- Task to carry out -
For the entries below, print exactly the lines between the line holding "by zero risk**" and the line holding "The module hard-requires", inclusive, and nothing else.

- Data section -
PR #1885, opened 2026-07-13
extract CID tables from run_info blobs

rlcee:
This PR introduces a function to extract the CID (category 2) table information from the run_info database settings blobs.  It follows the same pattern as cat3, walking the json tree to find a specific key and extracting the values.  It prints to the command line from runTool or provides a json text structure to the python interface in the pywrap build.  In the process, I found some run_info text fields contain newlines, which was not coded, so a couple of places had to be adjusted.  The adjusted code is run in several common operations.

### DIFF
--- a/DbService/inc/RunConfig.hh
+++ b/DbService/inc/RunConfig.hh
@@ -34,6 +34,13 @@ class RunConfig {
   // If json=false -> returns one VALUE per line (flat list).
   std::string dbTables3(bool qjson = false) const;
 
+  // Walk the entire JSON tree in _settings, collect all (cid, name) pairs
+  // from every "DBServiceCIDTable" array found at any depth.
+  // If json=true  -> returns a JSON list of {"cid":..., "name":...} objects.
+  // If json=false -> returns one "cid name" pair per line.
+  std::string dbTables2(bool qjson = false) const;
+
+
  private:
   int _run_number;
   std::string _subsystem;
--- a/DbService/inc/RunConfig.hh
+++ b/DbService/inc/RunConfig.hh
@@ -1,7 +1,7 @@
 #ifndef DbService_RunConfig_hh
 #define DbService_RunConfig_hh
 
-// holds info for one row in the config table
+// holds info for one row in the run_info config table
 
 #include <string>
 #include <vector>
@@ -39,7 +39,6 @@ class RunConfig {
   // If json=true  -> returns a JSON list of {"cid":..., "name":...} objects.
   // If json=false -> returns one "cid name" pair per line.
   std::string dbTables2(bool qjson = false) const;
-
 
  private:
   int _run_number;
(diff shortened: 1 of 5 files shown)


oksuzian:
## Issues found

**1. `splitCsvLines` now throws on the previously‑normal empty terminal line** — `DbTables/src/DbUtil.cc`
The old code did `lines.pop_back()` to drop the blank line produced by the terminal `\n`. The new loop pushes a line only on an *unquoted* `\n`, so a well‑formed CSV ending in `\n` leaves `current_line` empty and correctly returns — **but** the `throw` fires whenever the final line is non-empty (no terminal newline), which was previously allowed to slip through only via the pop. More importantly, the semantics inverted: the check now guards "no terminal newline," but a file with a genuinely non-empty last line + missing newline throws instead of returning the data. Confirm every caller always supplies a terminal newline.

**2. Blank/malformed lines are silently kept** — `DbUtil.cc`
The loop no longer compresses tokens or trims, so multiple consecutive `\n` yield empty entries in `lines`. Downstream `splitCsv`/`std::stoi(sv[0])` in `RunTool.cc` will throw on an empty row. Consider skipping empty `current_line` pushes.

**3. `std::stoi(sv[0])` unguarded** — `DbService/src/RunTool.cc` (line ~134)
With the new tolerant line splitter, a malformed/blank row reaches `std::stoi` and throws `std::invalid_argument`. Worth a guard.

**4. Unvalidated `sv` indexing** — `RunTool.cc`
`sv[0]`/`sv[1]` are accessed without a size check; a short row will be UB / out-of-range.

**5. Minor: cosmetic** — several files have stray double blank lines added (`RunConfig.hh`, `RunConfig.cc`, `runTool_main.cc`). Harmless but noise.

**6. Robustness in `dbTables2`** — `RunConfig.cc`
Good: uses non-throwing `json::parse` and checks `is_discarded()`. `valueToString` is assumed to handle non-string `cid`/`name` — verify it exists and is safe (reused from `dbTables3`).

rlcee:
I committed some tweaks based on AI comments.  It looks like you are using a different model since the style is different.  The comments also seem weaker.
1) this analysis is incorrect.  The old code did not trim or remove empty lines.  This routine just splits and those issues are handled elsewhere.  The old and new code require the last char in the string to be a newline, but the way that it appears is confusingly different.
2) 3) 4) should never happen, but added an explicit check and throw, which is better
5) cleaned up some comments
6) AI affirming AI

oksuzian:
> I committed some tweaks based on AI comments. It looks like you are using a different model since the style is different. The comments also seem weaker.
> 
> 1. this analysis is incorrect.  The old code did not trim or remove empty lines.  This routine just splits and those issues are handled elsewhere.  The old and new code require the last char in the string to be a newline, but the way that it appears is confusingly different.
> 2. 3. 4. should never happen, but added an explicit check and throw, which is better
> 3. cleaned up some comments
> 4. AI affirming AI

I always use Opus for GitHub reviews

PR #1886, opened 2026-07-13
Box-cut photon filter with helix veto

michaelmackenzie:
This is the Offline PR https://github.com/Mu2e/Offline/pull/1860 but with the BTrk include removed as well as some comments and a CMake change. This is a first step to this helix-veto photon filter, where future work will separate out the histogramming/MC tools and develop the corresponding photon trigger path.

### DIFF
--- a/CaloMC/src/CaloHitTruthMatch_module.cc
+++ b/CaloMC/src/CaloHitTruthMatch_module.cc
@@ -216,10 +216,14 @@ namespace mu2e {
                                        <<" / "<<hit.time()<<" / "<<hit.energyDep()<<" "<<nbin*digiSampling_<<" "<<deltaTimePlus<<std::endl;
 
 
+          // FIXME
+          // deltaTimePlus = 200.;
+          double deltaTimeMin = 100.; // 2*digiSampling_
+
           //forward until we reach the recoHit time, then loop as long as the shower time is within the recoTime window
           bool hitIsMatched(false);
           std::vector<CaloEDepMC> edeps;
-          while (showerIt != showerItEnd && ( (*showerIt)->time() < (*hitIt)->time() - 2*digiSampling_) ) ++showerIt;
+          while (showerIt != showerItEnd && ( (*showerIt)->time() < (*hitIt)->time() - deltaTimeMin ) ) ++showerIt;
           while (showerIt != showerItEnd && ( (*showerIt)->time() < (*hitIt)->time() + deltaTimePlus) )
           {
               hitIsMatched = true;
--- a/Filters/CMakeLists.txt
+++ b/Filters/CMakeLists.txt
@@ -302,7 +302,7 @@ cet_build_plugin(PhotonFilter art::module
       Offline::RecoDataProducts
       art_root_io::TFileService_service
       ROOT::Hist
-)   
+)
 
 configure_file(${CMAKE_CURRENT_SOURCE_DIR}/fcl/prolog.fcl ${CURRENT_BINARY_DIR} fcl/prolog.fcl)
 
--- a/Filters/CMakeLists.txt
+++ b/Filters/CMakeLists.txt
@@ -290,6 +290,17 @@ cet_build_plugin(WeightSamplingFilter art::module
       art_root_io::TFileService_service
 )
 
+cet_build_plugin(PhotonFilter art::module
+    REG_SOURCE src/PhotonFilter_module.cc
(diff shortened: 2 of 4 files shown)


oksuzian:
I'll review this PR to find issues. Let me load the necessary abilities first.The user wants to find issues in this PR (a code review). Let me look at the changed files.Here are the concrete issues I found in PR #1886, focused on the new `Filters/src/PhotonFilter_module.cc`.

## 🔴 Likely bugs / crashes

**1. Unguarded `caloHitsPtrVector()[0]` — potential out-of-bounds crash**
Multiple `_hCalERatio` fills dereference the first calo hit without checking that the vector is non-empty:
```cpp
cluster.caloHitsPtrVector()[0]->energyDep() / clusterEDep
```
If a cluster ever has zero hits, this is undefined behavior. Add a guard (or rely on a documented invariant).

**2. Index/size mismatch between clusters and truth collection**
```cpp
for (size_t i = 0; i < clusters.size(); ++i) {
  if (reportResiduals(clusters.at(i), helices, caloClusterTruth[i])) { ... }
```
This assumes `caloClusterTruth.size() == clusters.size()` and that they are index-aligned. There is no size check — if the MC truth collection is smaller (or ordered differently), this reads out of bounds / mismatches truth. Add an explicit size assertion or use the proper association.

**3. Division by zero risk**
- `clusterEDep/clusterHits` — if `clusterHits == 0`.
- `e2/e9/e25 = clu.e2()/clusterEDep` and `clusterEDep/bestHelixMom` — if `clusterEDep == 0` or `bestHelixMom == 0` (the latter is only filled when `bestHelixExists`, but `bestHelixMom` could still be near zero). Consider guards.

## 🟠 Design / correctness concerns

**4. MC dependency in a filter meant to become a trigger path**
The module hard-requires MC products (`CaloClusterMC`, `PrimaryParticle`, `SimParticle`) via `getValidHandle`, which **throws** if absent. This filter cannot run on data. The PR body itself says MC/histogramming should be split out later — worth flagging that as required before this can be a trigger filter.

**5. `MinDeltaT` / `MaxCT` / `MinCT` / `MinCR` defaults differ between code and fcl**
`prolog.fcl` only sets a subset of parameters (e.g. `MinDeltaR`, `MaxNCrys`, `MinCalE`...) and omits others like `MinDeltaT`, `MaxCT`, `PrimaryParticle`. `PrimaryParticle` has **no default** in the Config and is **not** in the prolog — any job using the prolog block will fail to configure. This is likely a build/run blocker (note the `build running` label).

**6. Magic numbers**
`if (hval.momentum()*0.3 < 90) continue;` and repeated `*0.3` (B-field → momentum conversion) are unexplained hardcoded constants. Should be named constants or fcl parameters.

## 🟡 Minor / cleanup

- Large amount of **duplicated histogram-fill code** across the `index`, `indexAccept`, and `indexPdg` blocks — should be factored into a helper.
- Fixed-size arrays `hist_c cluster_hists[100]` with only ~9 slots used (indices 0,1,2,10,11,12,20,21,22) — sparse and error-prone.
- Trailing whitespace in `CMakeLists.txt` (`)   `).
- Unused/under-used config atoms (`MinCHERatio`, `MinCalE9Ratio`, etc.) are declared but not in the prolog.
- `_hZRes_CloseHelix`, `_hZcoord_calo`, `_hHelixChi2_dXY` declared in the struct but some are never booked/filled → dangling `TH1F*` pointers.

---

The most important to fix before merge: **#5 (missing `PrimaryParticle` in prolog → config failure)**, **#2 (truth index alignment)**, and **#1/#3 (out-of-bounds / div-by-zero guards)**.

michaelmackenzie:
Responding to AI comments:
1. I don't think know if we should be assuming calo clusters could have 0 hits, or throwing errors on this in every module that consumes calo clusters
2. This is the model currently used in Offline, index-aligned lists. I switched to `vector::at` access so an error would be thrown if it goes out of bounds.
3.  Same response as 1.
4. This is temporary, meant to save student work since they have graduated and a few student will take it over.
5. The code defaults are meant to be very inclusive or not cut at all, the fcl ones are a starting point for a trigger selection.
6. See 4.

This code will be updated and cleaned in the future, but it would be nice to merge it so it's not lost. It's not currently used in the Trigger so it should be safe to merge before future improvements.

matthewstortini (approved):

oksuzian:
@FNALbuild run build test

- Exercise solution -
**3. Division by zero risk**
- `clusterEDep/clusterHits` — if `clusterHits == 0`.
- `e2/e9/e25 = clu.e2()/clusterEDep` and `clusterEDep/bestHelixMom` — if `clusterEDep == 0` or `bestHelixMom == 0` (the latter is only filled when `bestHelixExists`, but `bestHelixMom` could still be near zero). Consider guards.

## 🟠 Design / correctness concerns

**4. MC dependency in a filter meant to become a trigger path**
The module hard-requires MC products (`CaloClusterMC`, `PrimaryParticle`, `SimParticle`) via `getValidHandle`, which **throws** if absent. This filter cannot run on data. The PR body itself says MC/histogramming should be split out later — worth flagging that as required before this can be a trigger filter.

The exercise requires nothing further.